### ABOUT THIS TASK
Pick every line with "reportsReducer" from the material below.

### LISTED ENTRIES
PR #367, opened 2019-01-30
I2559

EmmaLRussell:


app/docker-compose.yml
```diff
@@ -23,5 +23,11 @@ services:
   db_annex:
     image: docker.montagu.dide.ic.ac.uk:5000/montagu-db:${MONTAGU_DB_VERSION}
     command: /etc/montagu/postgresql.test.conf
+  orderly:
```
EmmaLRussell: Had to add orderly to the development apis since it does the publish step

app/src/main/report/components/Sidebar/PublishSwitch.tsx
```diff
@@ -33,30 +58,57 @@ export class PublishSwitchComponent extends React.Component<Props, undefined> {
...
                     onstyle={"published"}
                     active={this.props.published}/>
-                <UncontrolledTooltip target={"publish"}>
-                    Publish functionality coming soon</UncontrolledTooltip>
             </div>
     }
 }
 
-const mapStateToProps = (state: ReportAppState, props: PublicProps): Partial<Props> => {
+export class PublishSwitchModal extends React.Component<PublishSwitchModalProps, undefined> {
```
EmmaLRussell: I initially tried to make the modal using the bootstrap modal support via reactstrap, but found that Modal required react v16. Attempting to upgrade using npm seemed to break all sorts of things so I've gone with simple handrolled solution for now.

PR #368, opened 2019-02-01
I2443

EmmaLRussell:


app/src/main/report/components/Sidebar/Sidebar.tsx
```diff
@@ -45,19 +45,6 @@ export const mapStateToProps = (state: ReportAppState): Partial<SidebarProps> =>
 
 export const SidebarComponent: React.StatelessComponent<SidebarProps> = (props: SidebarProps) => {
 
-    const changelogLink = props.isReviewer
```
EmmaLRussell: At this point, Sidebar doesn't need isReviewer on its props any more since the Changelog tab is now enabled for all users - but I'm going to leave it on as it will be useful for the Run functionality we'll be adding shortly. (Or should we be looking for isRunner perm for that rather than reviewer?..)

app/src/main/report/components/Reports/ReportChangelog.tsx
```diff
@@ -42,7 +43,7 @@ export const ReportChangelogComponent = (props: ReportChangelogProps) => {
                 <thead className="changelog-header">
                 <tr>
                     <th className="datestring-column">Date</th>
-                    <th>Label</th>
+                    { props.isReviewer && <th>Label</th> }
                     <th>Text</th>
```
littledice: Shall we change "text" to "changes"?

app/config/reporting_api_version
```diff
@@ -1 +1 @@
-master
+i2385
```
EmmaLRussell: Need to change this back to master after i2385 has been merged (montagu API allowing access to changelogs for readers)

PR #369, opened 2019-02-01
I2573

EmmaLRussell:


app/src/main/report/components/Reports/ReportChangelog.tsx
```diff
@@ -22,11 +22,17 @@ export interface ReportChangelogProps extends ReportChangelogPublicProps {
     fetchChangelog: (props: ReportChangelogPublicProps) => void;
 }
 
-export const ReportChangelogComponent = (props: ReportChangelogProps) => {
+export class ReportChangelogComponent extends React.Component<ReportChangelogProps> {
+
+    render() {
+
+        if (this.props.versionChangelog == null) {
```
EmmaLRussell: Moved this from the recompose branch where it was previously, as this meant that componentDidUpdate was not called when it has branched to render LoadingElement instead. Not sure if this is the best approach though!

EmmaLRussell:
> Can we write a test that reproduces this bug/demonstrates that it is fixed?
> Also I think that just adding
> 
> ```
> onDidUpdate: (props: ReportChangelogProps) => {
>             props.fetchChangelog(props)
> }
> ```
> 
> to the recompose logic would fix it, without any of the other changes.

Yes, that's done it, but I had to add onDidUpdate to the d.ts file.

PR #371, opened 2019-02-11
i2602 Changelogs - use a slightly shorter date format and make date a link

littledice:


littledice:
The longer form date in the dropdown doesn't look crowded to me, so I wouldn't change it unless a user requested.

PR #373, opened 2019-02-13
I2560

EmmaLRussell:


app/src/main/shared/services/AbstractLocalService.ts
```diff
@@ -208,8 +208,10 @@ export abstract class AbstractLocalService {
     }
 
     notifyOnErrors(error: any) {
-        this.initOptions();
-        notificationActionCreators.notify(error.toString(), "error")(this.dispatch, null);
+        if (this.options.notificationOnError) {
```
EmmaLRussell: I made this change so that we wouldn't see pop up errors every five seconds when polling for run status if there was a problem contacting the API. But I'm a bit confused by the previous behaviour of the base class. I would have thought that setting notificationOnError in the options would prevent notification, not sure why it was calling initOptions before?

app/src/main/report/reducers/reportsReducer.ts
```diff
@@ -62,6 +65,30 @@ export const reportsReducer = (state = reportsInitialState, action: ReportsActio
...
+                key: action.data.key,
+                status: RunningReportStatusValues.RUNNING_REPORT_STATUS_STARTED,
+                version: null,
+                output: null
+            });
+            return {...state, runningReports: runningReports};
+        case ReportTypeKeys.REPORT_RUN_STATUS_FETCHED:
+            runningReports = state.runningReports;
+            const runningReport = runningReports.find(r => r.key == action.data.key);
+            //Update the object in the state
```
littledice: We shouldn't actually update state objects, only replace: https://redux.js.org/recipes/structuring-reducers/immutable-update-patterns

app/src/main/report/services/ReportsService.ts
```diff
@@ -8,8 +8,7 @@ export class ReportsService extends AbstractLocalService {
     }
 
     getReportVersions(reportId: string) {
-        return this.setOptions({cacheKey: ReportsCacheKeysEnum.versions})
```
littledice: Hmm, maybe `ignoreCache` should be an argument that the method takes, so that we can still use the cache in other contexts?

app/src/main/shared/services/AbstractLocalService.ts
littledice: Not sure either tbh. We should probably put in some work on the error handling at some point, it could do with a refactor and redesign, both the code and the user experience are a bit confusing at the moment!

app/src/main/report/services/ReportsService.ts
EmmaLRussell: The trouble is that the only other place where we call getReportVersions (on page load) we need to ignore the cache too to ensure we pick up freshly run versions (I tried putting in this param for the refresh from RunReport component only, and found my new version disappeared when I navigated to it!). I suppose we could put in some logic to say you can safely ignore the cache if user does not have run perms, or there have been no running reports. Or is the issue that when we set options to not use the cache for fetching, we might still want to update the cache with what we fetch?

littledice: Ah ok, leave this then. It's not a lot of data to request each time.

PR #374, opened 2019-02-15
upgrade typescript and fix errors

littledice:


app/src/test/contrib/components/Responsibilities/BurdenEstimates/DiagnosticSectionTests.tsx
```diff
@@ -56,6 +57,9 @@ describe("Diagnostic section", () => {
 
     beforeEach(() => {
         store = createMockContribStore(testState);
+        sandbox.setStubFunc(EstimatesService.prototype, "getEstimates", () => {
```
littledice: Also just noticed that these tests were trying to `fetch` and throwing tons of warnings because the fetch method wasn't mocked.

PR #378, opened 2019-02-25
add proptypes back in

hillalex:
Honestly don't really get what this `PropTypes` thing is all about or why leaving out this declaration causes the router not to be attached to the context but this has fixed the routing :woman_shrugging:


EmmaLRussell:
Weird! Don't suppose there's any way to write a test for this to check it's fixed as part of the test suite? Were some InternalLinks not getting rendered?

hillalex:
Unfortunately not, it's really something that could only have been caught by manual testing. The whole reason for the `if` clause (https://github.com/vimc/montagu-webapps/pull/378/files#diff-7dbce0b1904e2d6797e52b72858bfbbfL18) is that the `Router` won't be present in a unit text context! The problem was the `Router` object wasn't present so it was rendering a normal `a` tag instead of a router link...

PR #382, opened 2019-03-19
I2654 new upload form

hillalex:
This PR introduces the service, action and reducer methods needed for the new upload form. The form component that uses these will come in a further PR.


app/src/integrationTests/ContribIntegrationTests.tsx
```diff
@@ -5,7 +5,7 @@ import {createMemoryHistory} from 'history';
 
 import {
     CoverageSet, CreateBurdenEstimateSet, DemographicDataset,
-    Disease,
+    Disease, ErrorInfo,
```
EmmaLRussell: I don't think you need this ErrorInfo?

EmmaLRussell: I don't think you need this ErrorInfo?

PR #383, opened 2019-03-20
i2772: Use the smaller container

richfitz:
As discussed yesterday, the webapps should use orderly.server not montagu-orderly for testing

The image is much smaller and built more often


richfitz:
(This was extracted from the changes on the `i2769` branch which do not want merging)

### RESPONSE TO THE TASK
app/src/main/report/reducers/reportsReducer.ts
@@ -62,6 +65,30 @@ export const reportsReducer = (state = reportsInitialState, action: ReportsActio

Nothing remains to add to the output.